Question

Find the slope of the tangent line to the curve defined by 4x2+5xy+y4=370

at the point (−9,−1)

Answer 1

The slope of the tangent line to the curve at the given point is -11/7.

Explanation:

Differentiation is an algebraic process that finds the gradient (slope) of a curve. At a point, the gradient of a curve is the same as the gradient of the tangent line to the curve at that point.

Given function:

`4x^2+5xy+y^4=370`

To differentiate an equation that contains a mixture of x and y terms, use implicit differentiation.

Begin by placing d/dx in front of each term of the equation:

`\frac{\text{d}}{\text{d}x}4x^2+\frac{\text{d}}{\text{d}x}5xy+\frac{\text{d}}{\text{d}x}y^4=\frac{\text{d}}{\text{d}x}370`

Differentiate the terms in x only (and constant terms):

`\implies 8x+\frac{\text{d}}{\text{d}x}5xy+\frac{\text{d}}{\text{d}x}y^4=0`

Use the chain rule to differentiate terms in y only.
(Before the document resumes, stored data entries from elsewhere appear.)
PR #1312, opened 2017-10-26
Fixed pad disable detection flow

robertohuertasm:
**_Fixes #1311_**

**Changes proposed:**

- [ ] Add
- [ ] Prepare
- [ ] Delete
- [x] Fix

**Things I've done:**


JimiC:
This happened because in the latest iteration I remove `results.length` check in `detectAngular` and then I forgot to change the return value of `detectProject`. This is the price we pay for not completely covering the project with BDD test cases. I'm to blame for both.

test/init/projectAutoDetection.test.ts
```diff
@@ -67,7 +67,9 @@ describe('AutoDetectProject: tests', function () {
         function () {
           userConfig.projectDetection.disableDetect = true;
           return pad.detectProject(null, userConfig)
-            .then(res => expect(res).to.be.an('array'));
+            .then(res => {
```
JimiC: @robertohuertasm Is this your prefered coding style?

robertohuertasm: No. I was using this to debug and later I forgot to go back to a one line style. It was late... 😉

PR #1329, opened 2017-11-04
Update dependencies

JimiC:
This PR also switched to `maintainers` instead of `contributors` in `package.json`.

@robertohuertasm  This should be merged just before the next release.


JimiC:
1. Cause he's the author. He wasn't in the `contributors` either.
2. Sure.

PR #1330, opened 2017-11-04
Replace ${workspaceRoot} with ${workspaceFolder}

torn4dom4n:
VSCode is deprecating `${workspaceRoot}` and have introduced a new substitution variable `${workspaceFolder}`. This variable will get substituted to the absolute path of the workspace folder containing the appropriate `launch.json` or `tasks.json`.


JimiC:
@torn4dom4n Please sync your `master` branch before submitting a PR.

JimiC:
Please revert.

JimiC:
@robertohuertasm Did you test it?

torn4dom4n:
@JimiC You can read about it at [here](https://code.visualstudio.com/updates/v1_17#_workspacefolder-in-launchjson-and-tasksjson).

JimiC:
@torn4dom4n I know about the deprication but changes as this should be tested never the less.

JimiC:
And after all, there is no hurry. `workspaceRoot` will be kept for backwards compatibility.

torn4dom4n:
I see VSCode 1.18 (Next version) also announced [it](https://github.com/Microsoft/vscode-docs/blob/vnext/release-notes/v1_18.md#variable-names).

robertohuertasm:
I've tried it and it seems to be working as expected. No issues with this change as far as I can see.

JimiC:
OK, then. There is also a change needed in `tasks.json` while we are on replacing deprecated keys.

PR #1342, opened 2017-11-10
Add ability to hide folder arrows in explorer.

JimiC:
**_Fixes #1337_**

**Changes proposed:**

- [x] Add

**Things I've done:**


JimiC:
Upon merging the PR `Crowdin` should inform our translators that new translations are needed.

src/icon-manifest/manifestReader.ts
```diff
@@ -0,0 +1,30 @@
...
+      .filter(key => key.toString().startsWith(`_${isFile ? 'f' : 'fd'}_${name}`)).length;
+  }
+
+  public static folderIconsDisabled(func: (iconsJson: models.IIconSchema) => boolean): boolean {
+    const iconManifest = this._getIconManifest();
+    const iconsJson = iconManifest && parseJSON(iconManifest) as models.IIconSchema;
+    return !iconsJson || !func(iconsJson);
+  }
+
+  private static _getIconManifest(): string {
```
robertohuertasm: I know this is an existing function but I didn't see the underscore until now. Why the use of this syntax if we already have the private modifier?

JimiC: This is what happens when you write code in many projects with different coding styles. I'll fix it as soon as I got the time or you can do that too if everything else is fine.

JimiC: Fixed.
@robertohuertasm In order to avoid same cases in the future how about using naming convention `tslint` rule like they do in [tslint-microsoft-contrib](https://github.com/Microsoft/tslint-microsoft-contrib)?

robertohuertasm: We're already using `tslint:latest`. I guess this library you propose is composed by custom rules. I've never tried it so I don't have any opinion.

JimiC: You are right. Those are custom rules. Tslint latest doesn't have naming convention rules. On the other hand, maybe this is too much of a hassle for such a small group of developers.

jens1o:
@robertohuertasm When's the release? It's scheduled to today, I'm counting! :D

PR #2013, opened 2019-04-21
Add support for interfaces folder

KingDarBoja:
_**References #650**_

**Changes proposed:**

- [x] Add
- [ ] Delete
- [ ] Fix
- [ ] Prepare

The `link` icon fits really well since interfaces enforces the correct type of any variable/property, hence, you are "linked" to it.


KingDarBoja:
> I think this color is risky in dark themes. We should provide a light and dark version. @KingDarBoja have you tried this with dark themes?

I always use vscode in dark theme mode, so the icon looks okay to me. I used the same folder color as the [script](https://github.com/vscode-icons/vscode-icons/wiki/ListOfFolders#script) one.

interfaces

JimiC:
Nope. Too much gray. And the overlaying icon doesn't bring to mind `interfaces`.

JimiC:
I just came up with an icon concept. How about using an icon something similar to a train wagon connector.

JimiC:
@KingDarBoja In general, try to avoid the gray for folder color. Use only when there is no alternative.

robertohuertasm:
image
I prefer @JimiC's idea, too. It's what everyone familiar with `UML` would expect.

robertohuertasm:
I created a new version of the icon: 
image

JimiC:
Exactly my concept

KingDarBoja:
@JimiC @robertohuertasm I am not familiar with the UML concept since it is out of my university studies, instead got the idea from Typescript Interfaces definition to came up with the link icon. 

Anyway, glad we got another folder icon done :D

JimiC:
UML is great for architecture designing. It's worth exploring and learning it even for just the heck of it.

PR #2014, opened 2019-04-21
feat(azure-pipelines): add support for azure pipelines folder

robertohuertasm:
**Changes proposed:**
Azure pipelines supports templating and it's a common practice to store them in a separate folder.

- [x] Add
- [ ] Delete
- [ ] Fix
- [ ] Prepare


JimiC:
Wouldn't it be prudent to add also the namings without the dash or even with a leading dot?

robertohuertasm:
I already added the one with a leading dot. Regarding the without dash naming I'll wait for such a request as the official naming is with the dash.

PR #2015, opened 2019-04-21
feat(coverage): support for coverage folder

robertohuertasm:
**Changes proposed:**
I've based the icon in this kind of coverage report for libraries:
image

- [x] Add
- [ ] Delete
- [ ] Fix
- [ ] Prepare


JimiC:
I'm still not convinced that we should cover this folder name.

robertohuertasm:
That doesn't mean it doesn't exist. I mean, I don't usually delete it after running the tests so it's always there even it's not committed. Lots of people don't commit vscode or idea folders and we support it.

JimiC:
Not the best point but in order to not get into a meaningless debate, go ahead.

PR #2028, opened 2019-04-25
Update folder coloring

JimiC:
This PR improves the color contrast for some folders. In some cases, the icons have been changed. I have to admit that `mysql` is still not perfect but for dark themes, it's an improvement to the current.


KingDarBoja:
Love the new color design for most of them, the only one I am not so happy is the service one, I feel like there are too many folders using the gear icon already. 👍

robertohuertasm:
@KingDarBoja do you have any alternative?

KingDarBoja:
@robertohuertasm Perhaps something like these ones:
[Service option 1](http://cdn.onlinewebfonts.com/svg/img_362532.png)
[Service option 2](https://www.gardnerdenver.com/-/media/images/nash/icons/factory-service-icon-blue.ashx?h=360&la=en&mh=360&mw=360&w=360)

JimiC:
OK. Let's put here my argument for changing that icon.
1. It now has better contrast.
2. We already had an icon for `services` (the one I used) and the spirit is to use icons we already have instead of introducing new ones.

PR #2071, opened 2019-05-30
Added 'db' icon folder names

grantcarthew:
**Changes proposed:**

- [x] Add

I use a directory called `store` in my projects that is related to database storage.

This PR adds the following folder names mapping to the db icon:
* storage
* store
* dataset
* datasets

I don't know this project well so two questions worth noting:

* How do you get this approved? Is this change ok?
* Have I changed the right file in the right way?

Thanks for your great work.


JimiC:
The main concept is to support folder icons for folder names that are widely used in projects or frameworks. For personal use (meaning folder names that are particular to a project) it's suggested to use the customization feature of this extension. Check the wiki for more info.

In practice, this means differentiate with respect to y, and place dy/dx at the end:

`\implies 8x+\frac{\text{d}}{\text{d}x}5xy+4y^3\frac{\text{d}y}{\text{d}x}=0`

Use the product rule to differentiate terms in both x and y.

`\boxed{\frac{\text{d}}{\text{d}x}u(x)v(y)=u(x)\frac{\text{d}}{\text{d}x}v(y)+v(y)\frac{\text{d}}{\text{d}x}u(x)}`

`\implies 8x+\left(5x\frac{\text{d}}{\text{d}x}y+y\frac{\text{d}}{\text{d}x}5x\right)+4y^3\frac{\text{d}y}{\text{d}x}=0`

`\implies 8x+5x\frac{\text{d}y}{\text{d}x}+5y+4y^3\frac{\text{d}y}{\text{d}x}=0`

Rearrange the resulting equation in x, y and dy/dx to make dy/dx the subject:

`\implies 5x\frac{\text{d}y}{\text{d}x}+4y^3\frac{\text{d}y}{\text{d}x}=-8x-5y`

`\implies \frac{\text{d}y}{\text{d}x}(5x+4y^3)=-8x-5y`

`\implies \frac{\text{d}y}{\text{d}x}=(-8x-5y)/(5x+4y^3)`

To find the slope of the tangent line at the point (-9, -1), substitute x = -9 and y = -1 into the differentiated equation:

`\implies \frac{\text{d}y}{\text{d}x}=(-8(-9)-5(-1))/(5(-9)+4(-1)^3)`

`\implies \frac{\text{d}y}{\text{d}x}=(72+5)/(-45-4)`

`\implies \frac{\text{d}y}{\text{d}x}=-(77)/(49)`

`\implies \frac{\text{d}y}{\text{d}x}=-(11)/(7)`

Therefore, slope of the tangent line to the curve at the given point is -11/7.